======== GIVEN RECORDS ========

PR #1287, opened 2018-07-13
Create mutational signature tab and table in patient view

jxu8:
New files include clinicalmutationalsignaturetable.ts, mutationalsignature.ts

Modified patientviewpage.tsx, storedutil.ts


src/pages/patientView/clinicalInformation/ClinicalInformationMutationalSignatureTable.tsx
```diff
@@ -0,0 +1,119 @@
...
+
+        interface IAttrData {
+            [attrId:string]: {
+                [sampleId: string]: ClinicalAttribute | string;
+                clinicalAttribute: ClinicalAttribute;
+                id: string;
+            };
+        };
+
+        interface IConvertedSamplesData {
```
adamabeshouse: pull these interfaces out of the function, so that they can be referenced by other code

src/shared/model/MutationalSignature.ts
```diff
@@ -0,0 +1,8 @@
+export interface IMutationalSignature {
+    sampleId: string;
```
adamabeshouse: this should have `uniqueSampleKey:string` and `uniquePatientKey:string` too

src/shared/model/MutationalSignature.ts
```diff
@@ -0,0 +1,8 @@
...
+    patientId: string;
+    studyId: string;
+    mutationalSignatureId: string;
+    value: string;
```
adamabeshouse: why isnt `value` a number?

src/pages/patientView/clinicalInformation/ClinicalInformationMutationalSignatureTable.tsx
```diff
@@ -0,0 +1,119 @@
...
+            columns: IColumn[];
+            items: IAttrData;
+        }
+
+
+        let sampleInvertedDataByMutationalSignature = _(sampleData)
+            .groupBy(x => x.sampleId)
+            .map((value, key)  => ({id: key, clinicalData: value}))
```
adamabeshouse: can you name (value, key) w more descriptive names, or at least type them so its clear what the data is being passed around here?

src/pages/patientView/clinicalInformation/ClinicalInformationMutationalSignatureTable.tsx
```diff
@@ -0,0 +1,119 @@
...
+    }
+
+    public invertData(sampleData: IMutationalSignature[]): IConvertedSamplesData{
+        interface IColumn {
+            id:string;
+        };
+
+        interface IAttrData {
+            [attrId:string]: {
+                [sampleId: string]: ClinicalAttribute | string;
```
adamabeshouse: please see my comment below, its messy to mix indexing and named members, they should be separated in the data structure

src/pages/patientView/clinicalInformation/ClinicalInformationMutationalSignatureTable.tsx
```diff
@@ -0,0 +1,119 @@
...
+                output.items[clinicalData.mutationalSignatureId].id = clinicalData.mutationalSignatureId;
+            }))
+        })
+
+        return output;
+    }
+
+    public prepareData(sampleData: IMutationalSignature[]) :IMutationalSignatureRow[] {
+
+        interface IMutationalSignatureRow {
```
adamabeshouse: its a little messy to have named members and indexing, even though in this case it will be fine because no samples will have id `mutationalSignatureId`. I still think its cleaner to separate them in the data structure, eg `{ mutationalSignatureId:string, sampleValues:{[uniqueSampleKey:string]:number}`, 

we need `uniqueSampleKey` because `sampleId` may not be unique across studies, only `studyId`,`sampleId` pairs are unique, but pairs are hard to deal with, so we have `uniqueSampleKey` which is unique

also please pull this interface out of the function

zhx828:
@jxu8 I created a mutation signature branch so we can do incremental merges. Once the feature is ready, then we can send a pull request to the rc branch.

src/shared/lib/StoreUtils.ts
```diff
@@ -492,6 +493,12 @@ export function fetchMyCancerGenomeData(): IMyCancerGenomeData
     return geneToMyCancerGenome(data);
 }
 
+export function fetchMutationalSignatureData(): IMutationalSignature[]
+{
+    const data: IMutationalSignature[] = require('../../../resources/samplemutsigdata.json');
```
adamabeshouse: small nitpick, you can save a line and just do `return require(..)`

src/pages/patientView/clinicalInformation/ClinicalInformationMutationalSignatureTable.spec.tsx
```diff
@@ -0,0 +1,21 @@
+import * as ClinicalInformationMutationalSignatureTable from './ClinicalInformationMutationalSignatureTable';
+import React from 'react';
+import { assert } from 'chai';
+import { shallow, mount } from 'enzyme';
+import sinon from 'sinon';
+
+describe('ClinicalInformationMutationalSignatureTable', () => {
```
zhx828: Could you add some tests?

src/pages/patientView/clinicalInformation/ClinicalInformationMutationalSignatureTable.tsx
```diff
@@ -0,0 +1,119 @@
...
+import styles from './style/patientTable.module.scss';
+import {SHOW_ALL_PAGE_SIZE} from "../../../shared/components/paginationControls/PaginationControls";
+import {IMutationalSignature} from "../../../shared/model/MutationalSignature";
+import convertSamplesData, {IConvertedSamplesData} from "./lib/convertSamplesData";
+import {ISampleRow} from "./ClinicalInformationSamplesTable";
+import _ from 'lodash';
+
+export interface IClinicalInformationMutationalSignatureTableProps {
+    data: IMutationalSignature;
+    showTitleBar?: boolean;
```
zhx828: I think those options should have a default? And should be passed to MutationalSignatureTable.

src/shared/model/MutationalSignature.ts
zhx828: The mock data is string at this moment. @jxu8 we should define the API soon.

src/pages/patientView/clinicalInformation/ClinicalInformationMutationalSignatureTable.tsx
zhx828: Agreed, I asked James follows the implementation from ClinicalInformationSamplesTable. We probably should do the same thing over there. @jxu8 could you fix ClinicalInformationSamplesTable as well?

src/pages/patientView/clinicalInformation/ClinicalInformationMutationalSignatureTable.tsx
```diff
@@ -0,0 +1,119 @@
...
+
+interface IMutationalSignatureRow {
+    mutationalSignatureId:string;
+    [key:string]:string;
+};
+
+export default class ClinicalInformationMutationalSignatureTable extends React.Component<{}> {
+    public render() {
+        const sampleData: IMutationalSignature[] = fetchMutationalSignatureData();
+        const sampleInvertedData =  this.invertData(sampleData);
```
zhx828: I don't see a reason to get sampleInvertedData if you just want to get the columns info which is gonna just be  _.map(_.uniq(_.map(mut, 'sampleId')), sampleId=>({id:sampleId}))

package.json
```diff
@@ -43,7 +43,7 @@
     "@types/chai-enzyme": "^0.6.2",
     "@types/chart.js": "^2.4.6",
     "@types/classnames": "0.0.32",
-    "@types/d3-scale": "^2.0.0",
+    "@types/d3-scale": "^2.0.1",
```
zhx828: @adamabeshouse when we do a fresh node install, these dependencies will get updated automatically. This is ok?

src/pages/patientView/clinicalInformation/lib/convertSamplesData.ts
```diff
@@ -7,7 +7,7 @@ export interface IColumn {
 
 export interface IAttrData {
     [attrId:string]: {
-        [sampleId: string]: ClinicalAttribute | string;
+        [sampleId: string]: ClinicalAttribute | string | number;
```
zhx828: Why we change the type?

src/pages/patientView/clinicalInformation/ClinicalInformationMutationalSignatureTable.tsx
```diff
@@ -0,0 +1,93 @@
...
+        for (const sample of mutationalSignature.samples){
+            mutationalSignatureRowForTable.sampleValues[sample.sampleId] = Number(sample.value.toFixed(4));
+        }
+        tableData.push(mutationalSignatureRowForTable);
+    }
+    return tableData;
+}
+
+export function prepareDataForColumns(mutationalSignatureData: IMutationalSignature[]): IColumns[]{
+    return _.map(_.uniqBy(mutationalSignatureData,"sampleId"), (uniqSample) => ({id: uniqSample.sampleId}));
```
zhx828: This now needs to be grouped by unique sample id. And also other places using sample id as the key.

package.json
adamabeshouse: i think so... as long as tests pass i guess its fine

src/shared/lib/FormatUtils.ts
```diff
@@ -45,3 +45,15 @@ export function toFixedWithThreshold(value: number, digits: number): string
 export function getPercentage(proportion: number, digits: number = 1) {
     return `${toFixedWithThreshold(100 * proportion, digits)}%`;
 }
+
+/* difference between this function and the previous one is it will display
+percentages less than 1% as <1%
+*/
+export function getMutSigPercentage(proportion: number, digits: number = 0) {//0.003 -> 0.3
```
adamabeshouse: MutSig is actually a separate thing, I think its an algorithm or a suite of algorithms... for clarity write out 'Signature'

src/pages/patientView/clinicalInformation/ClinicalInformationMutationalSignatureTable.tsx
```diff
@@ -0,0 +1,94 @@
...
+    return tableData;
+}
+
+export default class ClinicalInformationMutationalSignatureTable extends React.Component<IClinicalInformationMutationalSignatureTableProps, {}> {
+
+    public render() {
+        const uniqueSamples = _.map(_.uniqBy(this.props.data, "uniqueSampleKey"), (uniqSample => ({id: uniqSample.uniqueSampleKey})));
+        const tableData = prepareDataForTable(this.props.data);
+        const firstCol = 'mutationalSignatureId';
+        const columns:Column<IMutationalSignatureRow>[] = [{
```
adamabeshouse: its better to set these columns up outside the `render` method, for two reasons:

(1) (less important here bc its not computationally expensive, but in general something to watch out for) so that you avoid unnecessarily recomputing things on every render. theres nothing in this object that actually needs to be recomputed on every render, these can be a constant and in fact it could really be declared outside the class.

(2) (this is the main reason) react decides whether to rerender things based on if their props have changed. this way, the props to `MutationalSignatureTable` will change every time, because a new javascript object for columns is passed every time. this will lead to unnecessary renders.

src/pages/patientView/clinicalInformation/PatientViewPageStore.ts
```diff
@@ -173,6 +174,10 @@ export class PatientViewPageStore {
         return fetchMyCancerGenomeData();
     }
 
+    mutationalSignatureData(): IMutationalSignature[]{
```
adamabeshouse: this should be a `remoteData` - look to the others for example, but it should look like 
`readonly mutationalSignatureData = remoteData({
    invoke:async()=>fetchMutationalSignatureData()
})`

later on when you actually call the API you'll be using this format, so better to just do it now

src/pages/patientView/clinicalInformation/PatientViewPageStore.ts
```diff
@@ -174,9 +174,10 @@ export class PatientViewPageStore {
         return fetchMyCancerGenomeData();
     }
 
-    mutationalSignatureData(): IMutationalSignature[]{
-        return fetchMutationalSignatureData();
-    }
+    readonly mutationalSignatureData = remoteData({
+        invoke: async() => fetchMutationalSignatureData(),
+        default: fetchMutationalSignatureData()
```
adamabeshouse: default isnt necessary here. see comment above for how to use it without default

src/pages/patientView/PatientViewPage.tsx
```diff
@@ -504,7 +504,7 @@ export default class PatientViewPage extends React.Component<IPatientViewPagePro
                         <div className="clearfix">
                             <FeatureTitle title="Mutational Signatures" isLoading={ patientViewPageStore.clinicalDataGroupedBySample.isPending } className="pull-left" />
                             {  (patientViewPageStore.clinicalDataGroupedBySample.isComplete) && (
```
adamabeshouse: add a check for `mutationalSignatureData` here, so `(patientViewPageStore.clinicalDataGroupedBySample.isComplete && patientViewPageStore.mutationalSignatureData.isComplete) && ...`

========

Check each line of the records for "items" and copy the ones that contain it.

● **OUTPUT FOR THIS EXERCISE**:
+            items: IAttrData;
+                output.items[clinicalData.mutationalSignatureId].id = clinicalData.mutationalSignatureId;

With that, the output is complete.